Another reference on the Web is: for a small sample size, but particularly high-dimensional scenes, such as text classification, more suitable for dual problem solving; Conversely, when the number of samples is very large, and the feature dimension is not high, if solve duality problem, because the kernel matrix is too big, the solution is not convenient. Instead, it is easier to solve the original problem. 1.4 Whether the training data should be normalized
For this reason, the authors suggest that, in their application of document classification, normalization not only greatly reduces training time, but also makes training more effective, so we choose to normalization the training data . At the same time in practice, normalization allows us to directly compare the weight of the formulas of each feature, and to see intuitively which features are more important.

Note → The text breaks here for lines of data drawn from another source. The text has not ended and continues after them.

PR #441, opened 2018-01-29
SEQNG-503: Update current step mark when leading steps are marked to be skipped

cquiroz:
Small UI updates to better display skipped states. it properly calculates which is the next step to run on the presence of skips


jluhrs:
I don't think this takes care of the case when there are some steps already executed, the sequence is stopped, and the user sets a skip mark in the current step.

PR #442, opened 2018-01-29
SEQNG-504: Show breakpoints in steps to be skipped in a disabled state

cquiroz:
This PR shows breakpoints on skipped states as gray instead of brown, as:

screenshot 2018-01-29 12 04 47


modules/edu.gemini.seqexec.web/edu.gemini.seqexec.web.client/src/main/scala/edu/gemini/seqexec/web/client/components/sequence/steps/StepsTableContainer.scala
```diff
@@ -260,7 +260,11 @@ object StepsTableContainer {
           )
         ),
         <.td(
-          if (step.breakpoint) SeqexecStyles.breakpointTrOn else SeqexecStyles.breakpointTrOff,
+          (step.breakpoint, step.skip) match {
+            case (true, true) => SeqexecStyles.breakpointTrOnSkipped
```
cquiroz: This would certainly be more readable if we had actual objects rather than booleans

cquiroz:
this won't be needed after all

PR #631, opened 2018-08-29
SEQNG-703: Remove use of RefTo in the model

cquiroz:
In diode one of the features is `RefTo` which lets you do references across the model. While teorethically nice in practice they don't work well as we need usually two actions to get the model correct. This is more evident when doing a load sequence which ends up being unnecessarily slow

In this PR I remove this simplifying the updates though by necessity this requires a bit more manual bookkeeping.

In addition I'm using monocle Lenses to generate diode `ModelRW` instances as they are easier to build and compose

The PR is largish but it is mostly test code

### DIFF
--- a/modules/seqexec/model/src/main/scala/seqexec/model/SequencesQueue.scala
+++ b/modules/seqexec/model/src/main/scala/seqexec/model/SequencesQueue.scala
@@ -6,12 +6,15 @@ package seqexec.model
 import cats._
 import cats.implicits._
 import gem.Observation
+import monocle.Getter
+import monocle.macros.Lenses
 import seqexec.model.enum.Instrument
 
 /**
   * Represents a queue with different levels of details. E.g. it could be a list of Ids
   * Or a list of fully hydrated SequenceViews
   */
+@Lenses
 final case class SequencesQueue[T](
   loaded:     Map[Instrument, Observation.Id],
   conditions: Conditions,
@@ -19,9 +22,12 @@ final case class SequencesQueue[T](
   queue:      List[T]
 )
 
+@SuppressWarnings(Array("org.wartremover.warts.PublicInference"))
 object SequencesQueue {
 
   implicit def equal[T: Eq]: Eq[SequencesQueue[T]] =
-    Eq.by(x => (x.conditions, x.operator, x.queue))
+    Eq.by(x => (x.loaded, x.conditions, x.operator, x.queue))
 
+  def queueItemG[T](predicate: T => Boolean): Getter[SequencesQueue[T], Option[T]] =
+    SequencesQueue.queue composeGetter Getter[List[T], Option[T]] { _.find(predicate) }
 }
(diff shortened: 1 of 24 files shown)


modules/seqexec/web/client/src/main/scala/seqexec/web/client/model/SequencesOnDisplay.scala
```diff
@@ -37,19 +36,35 @@ final case class SequencesOnDisplay(sequences: Zipper[SequenceTab]) {
   /**
    * List of loaded sequence ids
    */
-  val loadedIds: List[Observation.Id] =
-    sequences.toList.collect {
-      case InstrumentSequenceTab(_, curr, _, _) => curr().map(_.id)
-    }.collect {
-      case Some(x) => x
+  val loadedId: List[Observation.Id] =
```
jluhrs: Not plural anymore?

cquiroz: hmm I did that to facilitate the refactoring, it should be reverted back to plural

modules/seqexec/model/src/main/scala/seqexec/model/SequencesQueue.scala
```diff
@@ -6,22 +6,28 @@ package seqexec.model
...
 import gem.Observation
+import monocle.Getter
+import monocle.macros.Lenses
 import seqexec.model.enum.Instrument
 
 /**
   * Represents a queue with different levels of details. E.g. it could be a list of Ids
   * Or a list of fully hydrated SequenceViews
   */
+@Lenses
```
sraaphorst: Does `@Lenses` generate the lenses automatically?

modules/seqexec/model/src/test/scala/seqexec/model/SeqexecModelArbitraries.scala
```diff
@@ -26,12 +25,6 @@ trait SeqexecModelArbitraries extends ArbObservation {
 
   implicit val clientIdArb: Arbitrary[ClientID] = Arbitrary(Gen.uuid)
 
-  implicit val instArb: Arbitrary[Instant] = Arbitrary {
-    for {
-      i <- Gen.choose(0L, Long.MaxValue)
-    } yield Instant.ofEpochMilli(i)
-  }
-
```
sraaphorst: Why are we getting rid of the arbitrary `Instant`?

modules/seqexec/model/src/main/scala/seqexec/model/SequencesQueue.scala
cquiroz: Yes, it makes life easier though WartRemover complains 😄

modules/seqexec/model/src/test/scala/seqexec/model/SeqexecModelArbitraries.scala
cquiroz: Because there is another one defined on the `core` project. I'm using that instead

PR #632, opened 2018-08-30
SEQNG-706 Changed ModifyState event, propagated result.

jluhrs:
This change takes advantage that the state machine can produce outputs (which until now were discarded). This is now used in the event `ModifyState` to propagate a result from the user function. It can be used for other events, but that will be left for another task.


modules/seqexec/engine/src/main/scala/seqexec/engine/Engine.scala
```diff
@@ -297,44 +298,43 @@ class Engine[D, U](stateL: Lens[D, Engine.State]) {
...
   @SuppressWarnings(Array("org.wartremover.warts.ImplicitParameter"))
-  private def run(ev: EventType)(implicit ec: ExecutionContext): HandleP[D] = {
-    def handleUserEvent(ue: UserEventType): HandleP[Unit] = ue match {
-      case Start(id, _, clid, userCheck) => Logger.debug(s"Engine: Start requested for sequence $id") *> start(id, clid, userCheck)
-      case Pause(id, _)                  => Logger.debug("Engine: Pause requested") *> pause(id)
-      case CancelPause(id, _)            => Logger.debug("Engine: Pause canceled") *> cancelPause(id)
+  private def run(ev: EventType)(implicit ec: ExecutionContext): HandleP[ResultType] = {
+    def handleUserEvent(ue: UserEventType): HandleP[ResultType] = ue match {
+      case Start(id, _, clid, userCheck) => Logger.debug(s"Engine: Start requested for sequence $id") *> start(id, clid, userCheck) *> pure(UserCommandResponse(ue, EventResult.Ok, None))
+      case Pause(id, _)                  => Logger.debug("Engine: Pause requested") *> pause(id) *> pure(UserCommandResponse(ue, EventResult.Ok, None))
```
cquiroz: Where's `pure` defined?

jluhrs: In the same file, line 372.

2. Liblinear and Fm/xgboost actual effect comparison record
In this round of transformation, the main actual attempt to liblinear the effects of the various models, but also the industry commonly used fm/xgboost for comparison test, the following list for reference.
Note: Because Liblinear is still a single-machine training, limited by memory, can not load full-scale data training, so the subsequent training data on how much (1/120->1/4->1/2) also have a special experiment;
5, Xgboost Effect Summary
The full name of Xgboost is extreme Gradient boosting, which is a C + + implementation of Gradientboosting machine, the author of the University of Washington, the Institute of Computer Learning Daniel Chen Tianchi . Traditional GBDT with cart as the base classifier, Xgboost also supports the linear classifier, it can automatically use the multi-threaded CPU to parallel, while improving the accuracy of the algorithm, in the Kaggle and other data competition platform community visibility is high.
In the test, Xgboost did show strength, with only the default parameter configuration and 1/120 small data volumes (about 2 million samples), It reached 0.8406 of the AUC, which exceeded all liblinear effects, and was not currently used directly by the xgboost, and further follow-up by colleagues.